Being a startup, it's always essential to decide what you want to spend your time on. For us, it's essential that spend as much time as possible on improving our product and talking to our customers - in short, creating value for our customers. That's why we initially outsourced our entire hosting setup to Heroku, although we have plenty of in-house hosting/ops knowledge. Customers don't care much where we are hosting our solution, as long as it's safe and has a high uptime.
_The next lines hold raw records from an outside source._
PR #2748, opened 2026-06-05
Docs: convert polars expression docs to RST

mccalluc:
- Towards #2205

Running `nb-to-rst.py` does most of the work, though the script doesn't fill in the output in the doctests. Not a high priority, but thought it would be a good introduction to documentation conventions, and the direction we'd like to go here.


docs/source/api/user-guide/polars/expressions/aggregation.rst
```diff
@@ -0,0 +1,265 @@
...
+            │ ---     │
+            │ u32     │
+            ╞═════════╡
+            ...
+            └─────────┘
+
+
+Noise added to a count can make the count go negative, but since the
+output data type is an unsigned integer, the library may return zero.
+This is more likely to happen with the true value is small.
```
eddiestudies:
```suggestion
This is more likely to happen when the true value is small.
```

docs/source/api/user-guide/polars/expressions/manipulation.rst
```diff
@@ -0,0 +1,656 @@
...
+            │ column  ┆ aggregate ┆ distribution  ┆ scale        │
+            │ ---     ┆ ---       ┆ ---           ┆ ---          │
+            │ str     ┆ str       ┆ str           ┆ f64          │
+            ╞═════════╪═══════════╪═══════════════╪══════════════╡
+            │ HWUSUAL ┆ Sum       ┆ Float Laplace ┆ 14405.179857 │
+            └─────────┴───────────┴───────────────┴──────────────┘
+
+
+If the fill expression is not a scalar literal, then the input
+expression and fill expression must both by row-by-row. This is to
```
eddiestudies: both be
```suggestion
expression and fill expression must both be row-by-row. This is to
```

docs/source/api/user-guide/polars/expressions/manipulation.rst
```diff
@@ -0,0 +1,656 @@
...
+            │ column  ┆ aggregate ┆ distribution    ┆ scale   │
+            │ ---     ┆ ---       ┆ ---             ┆ ---     │
+            │ str     ┆ str       ┆ str             ┆ f64     │
+            ╞═════════╪═══════════╪═════════════════╪═════════╡
+            │ HWUSUAL ┆ Sum       ┆ Integer Laplace ┆ 14400.0 │
+            └─────────┴───────────┴─────────────────┴─────────┘
+
+
+If the fill expression is not a scalar literal, then the input
+expression and fill expression must both by row-by-row. This is to
```
eddiestudies:
```suggestion
expression and fill expression must both be row-by-row. This is to
```

docs/source/api/user-guide/polars/expressions/manipulation.rst
```diff
@@ -0,0 +1,656 @@
...
+            ┌─────────┬───────────┬───────────────┬──────────────┐
+            │ column  ┆ aggregate ┆ distribution  ┆ scale        │
+            │ ---     ┆ ---       ┆ ---           ┆ ---          │
+            │ str     ┆ str       ┆ str           ┆ f64          │
+            ╞═════════╪═══════════╪═══════════════╪══════════════╡
+            │ HWUSUAL ┆ Sum       ┆ Float Laplace ┆ 14405.179857 │
+            └─────────┴───────────┴───────────────┴──────────────┘
+
+
+If the fill expression is not a scalar literal, then the input
```
eddiestudies, line 342: Is this section duplicate?

docs/source/api/user-guide/polars/expressions/manipulation.rst
```diff
@@ -0,0 +1,656 @@
...
+            ┌─────────┬───────────┬─────────────────┬─────────┐
+            │ column  ┆ aggregate ┆ distribution    ┆ scale   │
+            │ ---     ┆ ---       ┆ ---             ┆ ---     │
+            │ str     ┆ str       ┆ str             ┆ f64     │
+            ╞═════════╪═══════════╪═════════════════╪═════════╡
+            │ HWUSUAL ┆ Sum       ┆ Integer Laplace ┆ 14400.0 │
+            └─────────┴───────────┴─────────────────┴─────────┘
+
+
+If the fill expression is not a scalar literal, then the input
```
eddiestudies, line 394: I realized it may be on purpose but this is an exact line copy from the fill_nan section

docs/source/api/user-guide/polars/expressions/manipulation.rst
```diff
@@ -0,0 +1,656 @@
...
+            ...     .with_keys(pl.LazyFrame([labels]))
+            ... )
+            >>> query.release().collect().sort("HWUSUAL")
+            shape: (7, 2)
+            ┌─────────┬─────────┐
+            │ HWUSUAL ┆ len     │
+            │ ---     ┆ ---     │
+            │ u32     ┆ u32     │
+            ╞═════════╪═════════╡
+            │ 0       ┆ ... │
```
eddiestudies, line 644: Are the ... replaced by the program code later? In the notebook they are written out

docs/source/api/user-guide/polars/expressions/operators.rst
```diff
@@ -0,0 +1,69 @@
...
+            ...     .agg(dp.len())
+            ... )
+            >>> query.release().collect().sort("SEX", "OVER_40")
+            shape: (4, 3)
+            ┌─────┬─────────┬────────┐
+            │ SEX ┆ OVER_40 ┆ len    │
+            │ --- ┆ ---     ┆ ---    │
+            │ i64 ┆ bool    ┆ u32    │
+            ╞═════╪═════════╪════════╡
+            │ 1   ┆ false   ┆ ... │
```
eddiestudies, line 65: Same here, if this was on purpose that works as well just wanted to catch discrepancies.

mccalluc: Intentional, but maybe not ideal. The original notebook reflects the result of one run. In CI, we make sure the notebooks run without errors, but we don't make any another checks. The RST provides a much stronger check... but this means that where the results will vary, we use the doctest `...` as a wildcard. 

It is possible to skip the check entirely, for example if we want to say something about a particular output, but in general I'd like to avoid that, precisely because the user won't see the same thing when they run.

A subtle potential problem is changes in column width: If a particular run produced values that all ended with a zero in the last visible decimal point, the whole column may just be one character more narrow.

docs/source/api/user-guide/polars/expressions/manipulation.rst
mccalluc: I think it's true for both functions, so it makes sense. (Also, just not touching the text in this PR.)

docs/source/api/user-guide/polars/expressions/manipulation.rst
mccalluc: Not replaced: it's a wildcard for doctest matching. 

https://docs.python.org/3/library/doctest.html#doctest.ELLIPSIS

docs/source/api/user-guide/polars/expressions/operators.rst
eddiestudies: makes sense

eddiestudies (approved):
lgtm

Initially it was very easy to get started on Heroku. The tool belt was great and the add ons were many. We used Heroku PostgreSQL as our database and Open Redis as caching + pub/sub and that served our first couple of customers very well. As we added more and more customers, we started to receive complaints about errors. They were seeing the Heroku application error screen - but strangely, we didn't get any errors in Opbeat and when we tried to accessed the website it looked fine. The latest log lines did also not show any signs of issues until one day where I experienced it myself. I immediately checked the logs and apparently we had run out of memory on one of our Dynos. I increased it to x2 Dynos and solved the most immediate problem, however, I was left with a bad taste in my mouth. We were paying for a completely managed hosting solution and no-one cared to tell me that we were out of RAM? Furthermore, because of the way Heroku is designed, you have very little access to the running environments and it would be close to impossible to get any useful information, such as what in specific was taking up all the RAM.
Within the next couple of months, we were experiencing frequent problems with deploying as well as general downtime and we decided we didn't want to continue over-paying for a service we feel we didn't really get. We looked into the alternatives: VPS', co-location and cloud solutions. We figured we wanted something with the same flexibility in scaling as Heroku provided and something that could offer an easy deployment process. With Heroku we used Circle CI which had support for automatically pushing the code to Heroku, once it passed the unittests.
In the end we decided to use AWS, in specific, we wanted to use their Auto Scaling Groups (ASG). It effectively works exactly like Heroku, except you have to do a little more work. While Heroku builds an image of your application on git push with ASG you need to make an Amazon Machine Image (AMI) yourself. However, once you have the image you have the exact same flexibility as Heroku - just tell Amazon how many instances you want and they will take care of the rest, including killing and spawning new instances if they crash. As a bonus, you can let it scale automatically based on metrics such as CPU usage, however, we do no use this feature at the moment.
As I began to test ASG late on a Sunday night I realised that the AWS UI wasn't very intuitive and that it was a long process to make a new deployment. I knew that it was very unlikely that I would get my good friend and business partner Ales to use this tool. I had just heard of Netflix' Open Source stack and I knew that they were running on AWS as well and decided to check it out. They built a simple web-based management software for AWS named Asgard, that lets you setup and manage ASG with just a few clicks. I was immediately intrigued by the name which refers to Norse Mythology and decided to try it out, despite my bad preconception of Java, that I knew from Java Applets and the horrible "Introduction to Programming" classes in University. It worked really well and I immediately knew it was the right tool for the job.
Now I had a great user interface for managing our services and deploying them once we had an AMI, however, I did not have an easy way to build an AMI automatically from CircleCI. I had a look around and found packer which seemed fit to solve the problem. It worked great for building the "base image" with would have all the requirements, however, for building the application image that I would create after each build I felt like I was writing a lot of code over and over again to bootstrap it. So I made a small python script called dynpacker which lets you create multiple AMI's (e.g. web, worker, scheduler, etc.) using Packer by taking a base AMI, a zip of your code as well as the processed that needs to run rather than a bunch of configuration files. This worked great with CircleCI, since I could now just run dynpacker after each successful build and packer would take care of the rest. Dynpacker effectively replaced the Procfile from Heroku.
We have now been running for around a month on AWS and it has been a great pleasure. We are even starting to move services that we previously had managed into ASG using Asgard - one of those examples are Elastic Search.